Rappelons également que la loi 2016-1088 du 8 août 2016 a inséré dans le Code du travail l’article L 1321-2-1 qui dispose que le règlement intérieur de l’entreprise peut inscrire un principe de neutralité qui restreint, notamment, la manifestation des convictions religieuses si ces restrictions sont :
– justifiées par l’exercice d’autres libertés et droits fondamentaux ou les nécessités du bon fonctionnement de l’entreprise ;
– proportionnées au but recherché.
Lorsqu’une règle interne à l’entreprise (règlement intérieur …) fixe un principe de neutralité, la différence de traitement indirectement fondée sur la religion ou sur les convictions ne sera pas constitutive d’une discrimination indirecte si elle est justifiée par un objectif légitime et si les moyens de réaliser cet objectif étaient appropriés et nécessaires.
Tel est le cas de la situation réunissant les caractéristiques suivantes :
– volonté de lemployeur d’afficher une image de neutralité vis-à-vis de ses clients tant publics que privés, notamment lorsque seuls sont impliqués les travailleurs qui entrent en contact avec les clients. En effet, ce souhait se rapporte à la liberté d’entreprise, reconnue par la Charte :
– politique de neutralité véritablement poursuivie de manière cohérente et systématique. La société doit pouvoir démontrer, préalablement au licenciement d’un salarié, une politique générale et indifférenciée à cet égard ;
– interdiction qui vise uniquement les salariés en relation avec les clients. Si tel est le cas, l’interdiction doit être considérée comme strictement nécessaire pour atteindre le but poursuivi ;
– impossibilité pour l’employeur, avant de procéder au licenciement du salarié, de lui proposer un poste de travail n’impliquant pas de contact visuel avec ces clients.
Les règles à suivre sont guidées par les principes énoncés par la CJUE dans la seconde affaire rendue le 14 mars 2017. Selon le juge, en l’absence de règle interne instaurant un principe de neutralité, il convient de déterminer si la volonté d’un employeur de tenir compte du souhait d’un client de ne plus voir ses services fournis par une travailleuse qui porte un foulard islamique est justifiée par la règle selon laquelle une différence de traitement prohibée ne constitue pas une discrimination lorsqu’en raison de la nature d’une activité professionnelle ou des conditions de son exercice, la caractéristique en cause constitue une exigence professionnelle essentielle et déterminante, pour autant que l’objectif est légitime et que l’exigence est proportionnée.
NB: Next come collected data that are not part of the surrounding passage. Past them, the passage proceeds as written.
PR #528, opened 2026-06-20
Add Spanish (es) locale + mobile PWA i18n and pairing QR

Zamaniego:
## Add Spanish (`es`) locale

Complete **Spanish (Mexican, neutral)** translation, registered as a selectable language alongside `en, zh, zh-TW, ko, ja` — covering the desktop UI, the main-process dialogs, the language-picker plumbing, first-run auto-detection, **and the mobile PWA**.

### Desktop UI
- **`src/i18n.js`** — full `es` block (222 keys) + `es` added to `SUPPORTED_LANGS`.
- **`src/settings-i18n.js`** — full `es` block (644 keys, incl. the 19 function-valued strings) + a `langSpanish: "Español"` label in every locale.
- **`src/bubble-renderer.js`**, **`src/settings-ipc.js`**, **`src/settings-animation-overrides-main.js`**, **`src/codex-pet-main.js`** — `es` for permission bubbles and native dialogs.
- **`src/settings-tab-general.js`** — `es` in `LANGUAGE_OPTIONS` + the label-key map.
- **`src/tutorial-renderer.js`** — `Español` in the onboarding `LANG_LABELS`.

### Make `es` actually selectable & auto-detected
- **`src/prefs.js`** — add `es` to the `lang` schema enum **and** map `es-*` device locales to `es` in `mapLocaleToLang` (fresh-install auto-seed).
- **`src/settings-actions.js`** — add `es` to the `lang` `requireEnum` (without this the picker silently reverts any non-built-in language).

### Mobile PWA (`pwa/`) — full i18n that follows the desktop language
The mobile companion shipped with every string **hard-coded in Chinese** (`<html lang="zh-CN">`, inline text). Extracted them into a proper string catalog (`pwa/i18n.js`) covering the **full desktop locale set — en, zh, zh-TW, ko, ja, es** — and routed all UI text (session states, hook-event labels, relative time, toasts, empty-state, settings, nav) through a `t(key)` helper in `app.js` / `data-i18n` in `index.html`. The LAN server injects the desktop app's selected language as `window.__CLAWD_LANG__` (and sets `<html lang>`), so **the PWA shows whatever language you picked on the desktop**, with document/browser fallback. Placeholders (`{n}`, `{label}`) preserved; keysets verified at parity across all six locales.

Mobile UX improvements alongside: the whole session card is now tap-to-expand/collapse (touch-friendly, not just the chevron); the expanded view shows the **assistant's latest output** — the text it just wrote (`assistantLastOutput`, now included in the LAN payload along with `contextUsage`) — plus the full recent-event list (server now sends up to 25); and the service worker is now network-first for the HTML (and bumped to a versioned cache) so the PWA always reflects the current desktop language instead of a stale cached copy.

Further mobile polish: per-session **context-usage %** shown on each card (highlighted when high), richer **push notifications** (fires on task completion, needs-input, attention and error) with haptic feedback and an in-app "enable notifications" control in Settings.

The phone also shows the **Clawd mascot**: the LAN server serves the active theme's animation SVGs (`/mobile/pet/<file>.svg`, strictly path-sanitized) and the PWA displays the pet reacting to the most active session's state.

Also fixed iOS **Add to Home Screen**: the home-screen icon launched the manifest's `start_url` (`/mobile/`) with no token, and iOS isolates that storage from Safari, so the QR-paired session never reached it. The PWA now appends the pairing params to the manifest link, and the LAN server reflects them into `start_url` — **only echoing the `host/port/token` the requester already presented in the query, never the server's own token**, so an unauthenticated `GET /mobile/manifest.json` still gets a token-less manifest. The PWA also prefers the freshest saved token for that host:port (surviving token rotation), so the icon reconnects without re-pairing. (`src/network/mobile-preview-server.js`, `pwa/app.js`.)

### Desktop: QR code for mobile pairing
The Mobile settings panel previously showed only the pairing URL / IP / port / token as text. Added a scannable **QR code** of the pair URL so a phone can pair straight from the camera. It's rendered in the trusted main process via the dependency-free `qrcode-generator` (added to `dependencies`) and inserted as a generated SVG (no user HTML). (`src/settings-ipc.js`, `src/settings-tab-mobile.js`.)

### Tests
Extended the `SUPPORTED_LANGS`, bubble locale-count, `mapLocaleToLang`, and `lang`-enum assertions. **Full suite (4186 tests) passes.** `test/i18n.test.js` confirms the `es` keyset and placeholder parity across runtime, Settings, bubbles, and main-process dialogs.

Placeholders, markdown links, and proper nouns (Clawd, Codex, Claude Code, Telegram, SSH, HUD…) are preserved verbatim. Happy to adjust any wording to your preference.


rullerzhou-afk:
@Zamaniego Apologies for the three-week silence — this deserved a faster response.

First: you found a real problem. The PWA shipping with hard-coded Chinese strings was a genuine blind spot, and the QR pairing + the iOS Add-to-Home-Screen fix are both genuinely wanted. Thank you for the careful writeup and for keeping placeholder/keyset parity across locales.

That said, this PR bundles at least seven separately-decidable changes (es locale, PWA i18n architecture, QR pairing, the iOS `start_url` fix, assistant output in the LAN payload, richer push notifications, the mobile mascot, plus SW/cache changes), and most of the mobile side overlaps with work in flight: @Bynlk owns the Mobile / PWA line, and #533 / #494 are about to land changes to the same files. Merging this as one box would either invalidate that queue or force painful rebases on everyone.

Here's the split I'd like, ordered by how fast each can land:

1. **QR pairing** (desktop settings + `qrcode-generator`) — separate small PR; I'll review and land it quickly.
2. **iOS Add-to-Home-Screen fix** — separate PR. The token-echo logic in the manifest route needs a careful security pass, but the bug is real and the fix is wanted.
3. **PWA i18n architecture** (string catalog + follow-desktop-language) — right direction; please coordinate ordering with @Bynlk so it doesn't collide with #533's PermissionBanner rework. Landing after his next slice and rebasing on it is probably smoothest.
4. **Spanish locale (desktop)** — yes, I want this. Please rebase onto current `main` first: the settings surface changed a lot since your branch point (#645–#647), so the `settings-i18n.js` keyset needs a refresh. Don't worry about future upkeep — new UI strings get filled in for all locales as part of normal maintenance here — though as the resident Spanish speaker, your eyes on translation quality will always be welcome.
5. **Assistant output on the phone, push notifications, mobile mascot** — each of these is a product decision, not a patch. Assistant output in particular changes *what travels over the LAN* (conversation content rather than status), which needs a privacy default/toggle story first — I've opened #656 for that discussion and would love your input there. Please hold these three for now.

@Bynlk — flagging this to you since two-thirds of it lives on your turf. The i18n catalog and some of the UX polish here may be worth absorbing into your slice ordering where it helps rather than conflicts; your call on sequencing.

Thanks again — the direction sense here is good, and I'd genuinely like the QR + iOS pieces in soon.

Ce n’est ici que dans des conditions très limitées qu’une caractéristique liée, notamment, à la religion peut constituer une exigence professionnelle essentielle et déterminante. En effet, cette notion renvoie à une exigence objectivement dictée par la nature ou les conditions d’exercice d‘une activité professionnelle et ne couvre pas des considérations subjectives, telles que la volonté de l’employeur de tenir compte des souhaits particuliers du client.
Il est vivement recommandé aux entreprises d’inscrire le principe de neutralité, et les restrictions à la liberté religieuse qui l’accompagnent, dans une règle générale et interne, laquelle pourra dorénavant tenir compte des contours rappelés ci-dessus. Pour autant, cette inscription ne saurait garantir à l’employeur une immunité totale contre toute sanction s’il s’avérait que la neutralité affichée cache une discrimination indirecte.